━━━ Source material
PR #2324, opened 2019-08-27
refactor(api): prefer async/await in emails routes

chenba:
I'm really leaning on the tests to tell me that I haven't borked anything.  Preferably someone who's familiar with the emails routes will review this.

@mozilla/fxa-devs r?

### DIFF
--- a/packages/fxa-auth-server/lib/routes/emails.js
+++ b/packages/fxa-auth-server/lib/routes/emails.js
@@ -66,9 +66,10 @@ module.exports = (
           });
         }
 
-        return cleanUpIfAccountInvalid().then(createResponse);
+        await cleanUpIfAccountInvalid();
+        return createResponse();
 
-        function cleanUpIfAccountInvalid() {
+        async function cleanUpIfAccountInvalid() {
           const now = new Date().getTime();
           const staleTime = now - config.emailStatusPollingTimeout;
 
@@ -88,20 +89,17 @@ module.exports = (
             // can never be verified, so the best we can do is
             // to delete them so the browser will stop polling.
             if (!validators.isValidEmailAddress(sessionToken.email)) {
-              return db.deleteAccount(sessionToken).then(() => {
-                log.info('accountDeleted.invalidEmailAddress', {
-                  ...sessionToken,
-                });
-                // Act as though we deleted the account asynchronously
-                // and caused the sessionToken to become invalid.
-                throw error.invalidToken(
-                  'This account was invalid and has been deleted'
-                );
+              await db.deleteAccount(sessionToken);
+              log.info('accountDeleted.invalidEmailAddress', {
+                ...sessionToken,
               });
+              // Act as though we deleted the account asynchronously
+              // and caused the sessionToken to become invalid.
+              throw error.invalidToken(
+                'This account was invalid and has been deleted'
+              );
             }
           }
-
-          return P.resolve();
         }
 
         function createResponse() {
@@ -186,7 +184,6 @@ module.exports = (
         let verifyFunction;
         let event;
         let emails = [];
-        let sendEmail = true;
 
         // Return immediately if this session or token is already verified. Only exception
         // is if the email param has been specified, which means that this is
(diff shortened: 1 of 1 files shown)


packages/fxa-auth-server/lib/routes/emails.js
```diff
@@ -196,100 +196,96 @@ module.exports = (
...
+          uaOSVersion: sessionToken.uaOSVersion,
+          uaDeviceType: sessionToken.uaDeviceType,
+          uid: sessionToken.uid,
+          style,
+        };
 
-              // This user is attempting to verify a secondary email that doesn't belong to the account.
-              if (emails.length === 0) {
-                throw error.cannotResendEmailCodeToUnownedEmail();
+        await verifyFunction(emails, sessionToken, mailerOpts);
```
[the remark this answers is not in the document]
chenba: `setVerifyFunction` (https://github.com/mozilla/fxa/pull/2324/files#diff-a8b1e870a711340cf536638ff5ec0730R291) and `verifyFunction(...)` (https://github.com/mozilla/fxa/pull/2324/files#diff-a8b1e870a711340cf536638ff5ec0730L235) are in the old code.  `setVerifyFunction` assigns a value to `event` from its outer scope in addition to `verifyFunction`.

packages/fxa-auth-server/lib/routes/emails.js
```diff
@@ -196,100 +196,96 @@ module.exports = (
...
-
-              // Check to see if this account has a verified TOTP token. If so, then it should
-              // not be allowed to bypass TOTP requirement by sending a sign-in confirmation email.
-              return db.totpToken(sessionToken.uid).then(
-                result => {
-                  if (result && result.verified && result.enabled) {
-                    sendEmail = false;
-                    return;
-                  }
-                  code = sessionToken.tokenVerificationId;
```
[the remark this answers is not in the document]
chenba: This line, line 269 above, and line 283 below are identical.  I kept the first assignment from line 269.

packages/fxa-auth-server/lib/routes/emails.js
```diff
@@ -196,100 +193,94 @@ module.exports = (
...
+          uid: sessionToken.uid,
+          style,
+        };
+
+        await verifyFunction(emails, sessionToken, mailerOpts);
+        await request.emitMetricsEvent(`email.${event}.resent`);
+        return emptyPromise;
+
+        // Returns a boolean to indicate whether to send email.
+        async function setVerifyCode() {
```
shane-tomlinson: Well done on incremental improvement, this stuff is dense. The myriad ways `code` and `emails` can be set is *really* hard to follow. I tried refactoring this function locally so that it returned the code/emails instead of depending on spooky action at a distance, and failed. I'm wondering whether your improvements can be further simplified, preventing us from shooting ourselves in the foot because of complexity.

packages/fxa-auth-server/lib/routes/emails.js
```diff
@@ -367,157 +358,143 @@ module.exports = (
...
+          let matchedEmail;
+          const emails = await db.accountEmails(uid);
+          const isEmailVerification = emails.some(email => {
+            if (email.emailCode && code === email.emailCode) {
+              matchedEmail = email;
+              log.info('account.verifyEmail.secondary.started', {
+                uid,
+                code,
               });
+              return true;
```
shane-tomlinson: This return value isn't actually used, is it needed?

packages/fxa-auth-server/lib/routes/emails.js
```diff
@@ -367,157 +358,143 @@ module.exports = (
...
+
+        // Any matching code verifies the account
+        await signupUtils.verifyAccount(request, account, request.payload);
+
+        return {};
+
+        async function verifySecondaryEmail(account) {
+          let matchedEmail;
+          const emails = await db.accountEmails(uid);
+          const isEmailVerification = emails.some(email => {
```
shane-tomlinson: What happens if someone programatically calls this endpoint with a primary email and specifies a `type` of `secondary`? Do we handle that correctly? And what about the reverse, they call the endpoint with a secondary email and specify a type of `primary`?

packages/fxa-auth-server/lib/routes/emails.js
```diff
@@ -586,108 +558,92 @@ module.exports = (
...
+            timeZone: geoData.timeZone,
+            uaBrowser: sessionToken.uaBrowser,
+            uaBrowserVersion: sessionToken.uaBrowserVersion,
+            uaOS: sessionToken.uaOS,
+            uaOSVersion: sessionToken.uaOSVersion,
+            uid,
           });
+        } catch (err) {
+          log.error('mailer.sendVerifySecondaryEmail', { err: err });
+          await db.deleteEmail(emailData.uid, emailData.normalizedEmail);
```
shane-tomlinson: What happens if db.deleteEmail fails here? 500 error?

packages/fxa-auth-server/lib/routes/emails.js
```diff
@@ -586,108 +558,92 @@ module.exports = (
...
+                  ...secondaryEmailRecord,
                 });
-            });
+                return;
+              } else {
+                throw error.unverifiedPrimaryEmailNewlyCreated();
+              }
+            }
+
+            // Only delete secondary email if it is unverified and does not belong
```
shane-tomlinson: Does this mean we remove a secondary email address from another account if it's not verified?

packages/fxa-auth-server/lib/routes/emails.js
```diff
@@ -712,59 +668,43 @@ module.exports = (
...
+            item.normalizedEmail === email.toLowerCase() && item.isVerified
+          );
+        });
+
+        // Don't bother sending a notification if removing an email that was never verified
+        if (!emailIsVerified) {
+          return {};
         }
+
+        // Notify only primary email and all *other* verified secondary emails about the
```
shane-tomlinson: This comment is a bit confusing, would it be more clear as `Notify any verified email address associated with the account of the deletion`

packages/fxa-auth-server/lib/routes/emails.js
```diff
@@ -789,58 +729,41 @@ module.exports = (
...
-              return mailer.sendPostChangePrimaryEmail(
-                account.emails,
-                account,
-                {
-                  acceptLanguage: request.app.acceptLanguage,
-                  uid,
-                }
-              );
-            });
+        if (!secondaryEmail.isPrimary) {
```
shane-tomlinson: What happens if `secondaryEmail.isPrimary` is already set? Do you know how that'd happen? Should we only do any of the notification/mailing if `isPrimary` is false, otherwise we'd be notifying for an address that's already marked primary.

packages/fxa-auth-server/lib/routes/emails.js
```diff
@@ -196,100 +193,94 @@ module.exports = (
...
 
-              // This user is attempting to verify a secondary email that doesn't belong to the account.
-              if (emails.length === 0) {
-                throw error.cannotResendEmailCodeToUnownedEmail();
+              if (result && result.verified && result.enabled) {
+                return false;
               }
-
-              // Don't resend code for already verified emails
-              if (emailVerified) {
```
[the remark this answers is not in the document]
bbangert: The only place that has touched this variable is in a block that returns before this line can run, I stared at it for a few minutes as well before grokking it. I'm guessing it was leftover from some change before?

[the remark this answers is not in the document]
chenba: Not sure if was intentional, but it was certainly a mistake by me.  `emailVerified` was assigned as a side effect of building `emails`, which is either empty or has only one element.  I'll make some changes so that we'll return `foundEmail.isVerified` here.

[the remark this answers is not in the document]
chenba: Err I meant `!foundEmail.isVerified` since we don't want to send email if the address has been verified.

packages/fxa-auth-server/lib/routes/emails.js
chenba: That's the return value for the `emails.some()` callback.

packages/fxa-auth-server/lib/routes/emails.js
chenba: The short answer is I don't know.  This was the `then` handler from https://github.com/mozilla/fxa/pull/2324/files#diff-a8b1e870a711340cf536638ff5ec0730L381.  

For this patch I really did try to just collapse the promise chains and use async/await.  I can look into those scenarios, but I don't think those type of changes (if any needed) should go into this patch.

packages/fxa-auth-server/lib/routes/emails.js
```diff
@@ -196,100 +193,94 @@ module.exports = (
...
-
-            return verifyFunction(emails, sessionToken, mailerOpts).then(() =>
-              request.emitMetricsEvent(`email.${event}.resent`)
-            );
-          })
-          .then(() => {
-            return {};
-          });
+            return true;
+          } else if (sessionToken.tokenVerificationId) {
```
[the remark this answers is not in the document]
vbudhram: Created https://github.com/mozilla/fxa/issues/3127 to track this. Curently, no clear documentation on what this value is. You might be able to gather from poking around the code but we should make it easier.

packages/fxa-auth-server/lib/routes/emails.js
chenba: That appears to be the case.  Since the next line is throwing an error, it's also a 500 if `db.deleteEmail` succeeds.

packages/fxa-auth-server/lib/routes/emails.js
chenba: Whoa, it certainly looks that way.  😟

packages/fxa-auth-server/lib/routes/emails.js
chenba: Yes, good catch.  Thanks!

packages/fxa-auth-server/lib/routes/emails.js
chenba: (Note that this is in prod: https://github.com/mozilla/fxa/blob/master/packages/fxa-auth-server/lib/routes/emails.js#L636)

chenba: There's a test for it: https://github.com/mozilla/fxa/blob/master/packages/fxa-auth-server/test/remote/recovery_email_emails.js#L91-L144.  So I suppose that's correct then!

chenba:
@bbangert @shane-tomlinson I've made some changes based on your feedback: https://github.com/mozilla/fxa/pull/2324/commits/04f7801167c274da78461a2b689978ddd87d8f0f.  I kept it in a separate commit so it's easier to review.

packages/fxa-auth-server/lib/routes/emails.js
chenba: Ok, so the endpoint doesn't accept an email, and the only accepted value for type is 'secondary' (not in validation but in the `if`).  I think the question is: what happens if someone with a code for an account's primary email set `type` to 'secondary' in the payload.  In that case, the email will be verified, but the user will received a different post-verify email, and https://github.com/mozilla/fxa/blob/master/packages/fxa-auth-server/lib/routes/utils/signup.js#L16 get bypassed.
━━━━━━
• Work to be completed: Extract every line of the records above that contains the word "else".

• Response to this task:
+              } else {
+          } else if (sessionToken.tokenVerificationId) {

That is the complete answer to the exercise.